## To do
Only the lines from the one containing "giuluck: The test" through the last line of the material should be returned, each exactly as it stands.

┌────────

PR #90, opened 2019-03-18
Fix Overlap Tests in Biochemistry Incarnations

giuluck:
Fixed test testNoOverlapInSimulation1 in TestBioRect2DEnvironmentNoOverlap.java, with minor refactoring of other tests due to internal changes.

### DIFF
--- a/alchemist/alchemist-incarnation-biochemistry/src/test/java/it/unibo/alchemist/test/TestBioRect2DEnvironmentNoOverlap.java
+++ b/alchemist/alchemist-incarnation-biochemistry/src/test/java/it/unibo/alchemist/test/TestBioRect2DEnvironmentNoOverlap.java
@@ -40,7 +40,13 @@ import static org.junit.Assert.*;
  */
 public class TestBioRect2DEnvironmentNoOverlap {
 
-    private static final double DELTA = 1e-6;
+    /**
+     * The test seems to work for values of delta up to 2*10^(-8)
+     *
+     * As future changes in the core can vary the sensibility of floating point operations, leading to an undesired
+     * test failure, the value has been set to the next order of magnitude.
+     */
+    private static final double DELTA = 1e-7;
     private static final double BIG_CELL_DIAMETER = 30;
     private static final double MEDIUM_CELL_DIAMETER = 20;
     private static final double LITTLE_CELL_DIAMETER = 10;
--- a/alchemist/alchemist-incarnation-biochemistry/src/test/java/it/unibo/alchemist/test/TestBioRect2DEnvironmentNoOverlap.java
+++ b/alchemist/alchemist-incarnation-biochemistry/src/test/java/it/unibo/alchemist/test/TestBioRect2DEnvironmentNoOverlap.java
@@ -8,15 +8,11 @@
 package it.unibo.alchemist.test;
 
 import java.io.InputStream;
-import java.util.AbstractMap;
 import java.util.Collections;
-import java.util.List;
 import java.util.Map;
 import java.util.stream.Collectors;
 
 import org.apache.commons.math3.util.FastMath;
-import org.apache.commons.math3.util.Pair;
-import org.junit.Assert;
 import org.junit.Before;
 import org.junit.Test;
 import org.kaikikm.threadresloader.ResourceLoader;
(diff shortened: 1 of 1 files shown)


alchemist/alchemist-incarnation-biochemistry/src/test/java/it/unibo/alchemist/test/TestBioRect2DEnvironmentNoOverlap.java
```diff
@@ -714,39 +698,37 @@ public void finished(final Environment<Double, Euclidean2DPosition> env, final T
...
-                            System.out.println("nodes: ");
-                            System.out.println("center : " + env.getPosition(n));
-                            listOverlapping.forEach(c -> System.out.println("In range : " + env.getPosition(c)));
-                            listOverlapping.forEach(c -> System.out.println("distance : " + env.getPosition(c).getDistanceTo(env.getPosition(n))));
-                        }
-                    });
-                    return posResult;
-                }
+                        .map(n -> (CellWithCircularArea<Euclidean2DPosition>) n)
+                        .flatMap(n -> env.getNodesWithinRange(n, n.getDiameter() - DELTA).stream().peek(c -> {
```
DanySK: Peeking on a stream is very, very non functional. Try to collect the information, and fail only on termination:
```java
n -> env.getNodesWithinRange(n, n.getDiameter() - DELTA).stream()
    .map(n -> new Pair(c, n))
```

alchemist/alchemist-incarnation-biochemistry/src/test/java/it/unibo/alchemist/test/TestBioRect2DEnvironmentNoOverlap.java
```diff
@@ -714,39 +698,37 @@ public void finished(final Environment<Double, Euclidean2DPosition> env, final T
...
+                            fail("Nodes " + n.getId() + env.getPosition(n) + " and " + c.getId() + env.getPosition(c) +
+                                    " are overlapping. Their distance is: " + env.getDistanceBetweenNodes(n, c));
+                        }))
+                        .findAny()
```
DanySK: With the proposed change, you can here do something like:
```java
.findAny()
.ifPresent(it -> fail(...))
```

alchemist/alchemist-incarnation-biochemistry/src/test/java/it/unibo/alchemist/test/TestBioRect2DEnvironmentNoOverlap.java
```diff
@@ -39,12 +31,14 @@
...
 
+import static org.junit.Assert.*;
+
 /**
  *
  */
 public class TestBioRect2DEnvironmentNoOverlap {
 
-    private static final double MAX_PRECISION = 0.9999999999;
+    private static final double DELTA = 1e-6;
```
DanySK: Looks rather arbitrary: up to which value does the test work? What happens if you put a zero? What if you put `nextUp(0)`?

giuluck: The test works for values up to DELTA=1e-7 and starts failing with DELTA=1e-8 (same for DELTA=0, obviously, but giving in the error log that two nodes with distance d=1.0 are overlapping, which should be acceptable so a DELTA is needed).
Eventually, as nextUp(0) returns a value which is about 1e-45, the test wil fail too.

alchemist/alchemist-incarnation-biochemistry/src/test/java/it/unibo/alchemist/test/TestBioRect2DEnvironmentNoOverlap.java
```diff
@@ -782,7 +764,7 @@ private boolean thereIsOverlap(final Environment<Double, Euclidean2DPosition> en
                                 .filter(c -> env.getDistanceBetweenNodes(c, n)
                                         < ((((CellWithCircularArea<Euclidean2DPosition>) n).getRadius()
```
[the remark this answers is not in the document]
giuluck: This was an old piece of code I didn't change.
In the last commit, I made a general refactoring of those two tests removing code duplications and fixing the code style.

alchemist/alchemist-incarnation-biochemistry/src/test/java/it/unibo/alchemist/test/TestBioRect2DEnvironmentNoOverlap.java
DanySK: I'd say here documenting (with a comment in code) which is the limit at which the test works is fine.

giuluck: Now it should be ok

└────────

## Answer to the exercise
giuluck: The test works for values up to DELTA=1e-7 and starts failing with DELTA=1e-8 (same for DELTA=0, obviously, but giving in the error log that two nodes with distance d=1.0 are overlapping, which should be acceptable so a DELTA is needed).
Eventually, as nextUp(0) returns a value which is about 1e-45, the test wil fail too.

alchemist/alchemist-incarnation-biochemistry/src/test/java/it/unibo/alchemist/test/TestBioRect2DEnvironmentNoOverlap.java
```diff
@@ -782,7 +764,7 @@ private boolean thereIsOverlap(final Environment<Double, Euclidean2DPosition> en
                                 .filter(c -> env.getDistanceBetweenNodes(c, n)
                                         < ((((CellWithCircularArea<Euclidean2DPosition>) n).getRadius()
```
[the remark this answers is not in the document]
giuluck: This was an old piece of code I didn't change.
In the last commit, I made a general refactoring of those two tests removing code duplications and fixing the code style.

alchemist/alchemist-incarnation-biochemistry/src/test/java/it/unibo/alchemist/test/TestBioRect2DEnvironmentNoOverlap.java
DanySK: I'd say here documenting (with a comment in code) which is the limit at which the test works is fine.

giuluck: Now it should be ok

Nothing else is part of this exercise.